**Work to be completed**. Going down the data below, set down exactly the line with "PR #2568, opened 2017-05-16" and each line after it through the line with "PR #2585, opened 2017-05-24"; no other lines.

**Material supplied**.
PR #2567, opened 2017-05-16
Add the torcx generator

dm0-:
This is the overlay side of moving Docker to torcx.  You can't really do anything with this without the scripts changes to build the torcx images into `/usr/share/torcx/store` and edit their units.  I haven't run complete tests on it yet, but I was able to run Docker containers without issue using both versions (by writing `/etc/torcx/profiles/vendor.json` with Ignition to override the version).

The big problem with this is that there is no backwards compatibility for command paths etc.  I'm not sure how far to go with that.  A dropin for `/etc/profile.d` could just amend `$PATH` for user interactions, but there are probably user services pointing at the majority of the Docker binaries' paths.

There are other minor annoyances like the generator writing errors to the journal every `daemon-reload`.

/cc @lucab @euank @crawford


app-torcx/docker/files/docker-1.12.6-manifest.json
```diff
@@ -0,0 +1,23 @@
...
+            "/bin/docker-containerd-shim",
+            "/bin/docker-proxy",
+            "/bin/docker-runc",
+            "/bin/dockerd",
+            "/bin/runc"
+        ],
+        "service": [
+            "/lib/systemd/system/containerd.service",
+            "/lib/systemd/system/docker.service",
+            "/lib/systemd/system/docker.socket",
```
lucab: I was planning to only have service (and dependency units) in here, but you are right that sockets (and timers and some other things) go under `system/` as well. Do we want to a) split a separate section for sockets b) rename "service" into "system" or something equally generic c) do nothing?

The rationale for having separate sections in this assets manifest is to (possibly later) be able to aggregate metadata about torcx addons without having to unpack every single image.

app-arch/torcx/files/vendor.json
```diff
@@ -0,0 +1,11 @@
+{
+    "kind": "profile-manifest-v0",
+    "value": {
+        "images": [
+            {
+                "name": "docker",
+                "reference": "17.05.0"
```
lucab: We probably want to drop the final `.0` in there, or at least symlink this into `17.05` and/or some well known reference like `com.coreos.cl`.

This is part of a larger discussion about user-facing guarantees though, so perhaps we can defer till beta-promotion.

/cc @euank @crawford @philips

lucab:
Great! I've left a couple of comments for future items and captured some of your comments above: https://github.com/coreos/torcx/issues/51 https://github.com/coreos/torcx/issues/52 https://github.com/coreos/torcx/issues/53

Migration items that I've seen so far includes:
 * docker binaries in PATH under `/usr`: I guess those can be replaced with a symlink (or a script, not my preference) pointing to the torcx-ified ones
 * docker users/groups: those can be probably moved to sysusers.d, but I haven't investigated yet the implications of this

app-torcx/docker/files/docker-1.12.6-manifest.json
dm0-: Ignition configuration uses the term "units" for this to cover specifying any of `.service`, `.socket`, `.mount`, etc.  I think that would work here, too.

app-arch/torcx/files/vendor.json
dm0-: Okay, it makes sense to set the vendor reference to `com.coreos.cl` which would be a symlink to `17.05` for alpha.  Then when it rolls to beta, we can just point the symlink at `1.12` instead for Kubernetes support, for consistency with what we're doing now.

dm0-: Noting that image symlinks don't work.  I get `apply failed: image docker:com.coreos.cl not found`.  It does work if I just copy the file to have the same name.

dm0-:
I've updated this to use `com.coreos.cl` refs in `vendor.json`, to drop the least significant version numbers from the Docker packages, and to add compatibility wrapper scripts in `/usr` paths.  I decided to go with wrapper scripts over symlinks because it allows somewhat better error messages for why commands fail to execute, and because `TORCX_BINDIR` is supplied as a runtime variable that otherwise would need to be hard-coded into read-only `/usr` with symlinks.

app-torcx/docker/files/docker-1.12.6-manifest.json
lucab: Agreed, Iet's go for `units`.

lucab:
> I decided to go with wrapper scripts over symlinks because it allows somewhat better error messages for why commands fail to execute, and because TORCX_BINDIR is supplied as a runtime variable that otherwise would need to be hard-coded into read-only /usr with symlinks.

Another (crazy) idea would be having an additional mount unit inside the package to bindmount torcx-docker over usr-docker, taking `TORCX_BINDIR` from the metadata environment file. This still needs a placeholder file in place as a target and I'm not sure all the systemd pieces are in place for this to work, so fine with wrapper scripts now.

dm0-:
As discussed earlier today, this just adds the generator.  I also installed an empty `vendor.json` so errors aren't logged on boot.  With this (and ignoring coreos/scripts#685), torcx just creates its `bin` and `unpack` directories with nothing in them.  I've pushed the previous contents of this PR to a branch `torcx-docker` in case you want to reference using Docker in torcx.

app-arch/torcx/torcx-9999.ebuild
```diff
@@ -0,0 +1,50 @@
...
+
+	exeinto "${generatordir}"
+	newexe "${S}/bin/${ARCH}/torcx" torcx-generator
+#	mkdir -p "${ED}${generatordir}"
+#	ln -fns ../../../bin/torcx "${ED}${generatordir}/torcx-generator"
+	systemd_dounit "${FILESDIR}/torcx.target"
+
+	insinto "${vendordir}/profiles"
+	doins "${FILESDIR}/vendor.json"
+	mkdir -p "${ED}${vendordir}/store"
```
crawford: Why is `ED` used?

dm0-: It was to install it in the buildroot correctly.  I've just changed it to `dodir` instead.

PR #2568, opened 2017-05-16
app-emulation/rkt: bump to 1.26.0

dm0-:


lucab:
As per https://github.com/rkt/rkt/pull/3666, this has a breaking change on duplicate volume names so it would be better to consider adding a `coreos-` vendor prefix to volumes in our wrappers.

PR #2585, opened 2017-05-24
Move Docker to torcx

dm0-:
Since we've now built an alpha with torcx and no profiles or images, this PR (together with coreos/scripts#685) should satisfy the second stage of coreos/torcx#47: shipping Docker images with an empty profile.  As is, it bundles both Docker 1.12 and 17.whatever despite 17 still being present in the alpha image.

/cc @lucab @euank


dm0-:
Since it was decided to not include this in the previous alpha, I'm repurposing the PR to finish the Docker migration again.  I'd like to bump the torcx version to a new alpha tag before merging.

euank:
I did some manual testing. I can't figure out any usecase that breaks with this.
All the kola tests pass still happily enough.

Let's do this! 🌟 🚀 🚫 (combining character) 🐳

PR #2593, opened 2017-06-03
profiles: build lz4 support into journald

dm0-:
This fixes coreos/bugs#1988.


euank:
The one concern to mention with this:

I believe with +LZ4 systemd actually defaults journals to lz4, so the logs will start being written in a different format.

This could hit people who roll back and then try to read their logs.

That being said, I think this is enough of an edge case that we can not worry our heads about it.

lucab:
This may also impact rkt, we hit something similar in the past https://github.com/rkt/rkt/issues/3104.

PR #2594, opened 2017-06-03
app-admin/etcd-wrapper: bump to 3.1.8

dm0-:
My SDK is tied up at the moment so I didn't run tests against an image with this version yet, but it at least produces the correct unit.


dm0-:
So there isn't an arm64 container for 3.1.8, but there isn't one for 3.1.6 either.  The first supported versions seem to be the 3.2 RCs.  I'll merge this without the arm64 version working out of the box, since it didn't appear to be working previously.

PR #2602, opened 2017-06-14
coreos-base: Add oem-vagrant-virtualbox

AlexNPavel:
This commit adds the new oem-vagrant-virtualbox provider, which is a
stripped down version of oem-vagrant for use with virtualbox and ignition.
It also sets the oem id to virtualbox instead of vagrant so it can be
handled correctly by ignition.


coreos-base/oem-vagrant-virtualbox/oem-vagrant-virtualbox-0.0.1.ebuild
```diff
@@ -0,0 +1,24 @@
...
+
+# no source directory
+S="${WORKDIR}"
+
+src_install() {
+	insinto "/usr/share/oem"
+	doins -r "${FILESDIR}/box"
+	doins "${FILESDIR}/grub.cfg"
+
+	into "/usr/share/oem"
```
dm0-: Is this supposed to affect something?  If not, drop it.

PR #619, opened 2017-06-26
bindable control characters Ctrl-C, Ctrl-V, Ctrl-S, Ctrl-@, hardcode readline Ctrl-C

### LINKED ISSUE #583: Use <C-C> for keybindings
Is there a way to bind `<C-C>` to a custom command instead of terminating tig?
My aim is to bind it to sth. like escape, in order to leave the prompt (see: https://github.com/jonas/tig/issues/582).

rolandwalker:
* <kbd>Ctrl-C</kbd>, <kbd>Ctrl-V</kbd>, <kbd>Ctrl-S</kbd> would previously have been bindable in the main UI only if the user did some unusual things with `stty` before executing `tig`
* switching to `raw()` mode requires a special case to preserve prior <kbd>Ctrl-Z</kbd> behavior
* <kbd>C-@</kbd> (NUL) is a valid key as far as ncurses is concerned, and useful as a translation of <kbd>Ctrl-&lt;Space&gt;</kbd>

**Your response**.
PR #2568, opened 2017-05-16
app-emulation/rkt: bump to 1.26.0

dm0-:


lucab:
As per https://github.com/rkt/rkt/pull/3666, this has a breaking change on duplicate volume names so it would be better to consider adding a `coreos-` vendor prefix to volumes in our wrappers.

PR #2585, opened 2017-05-24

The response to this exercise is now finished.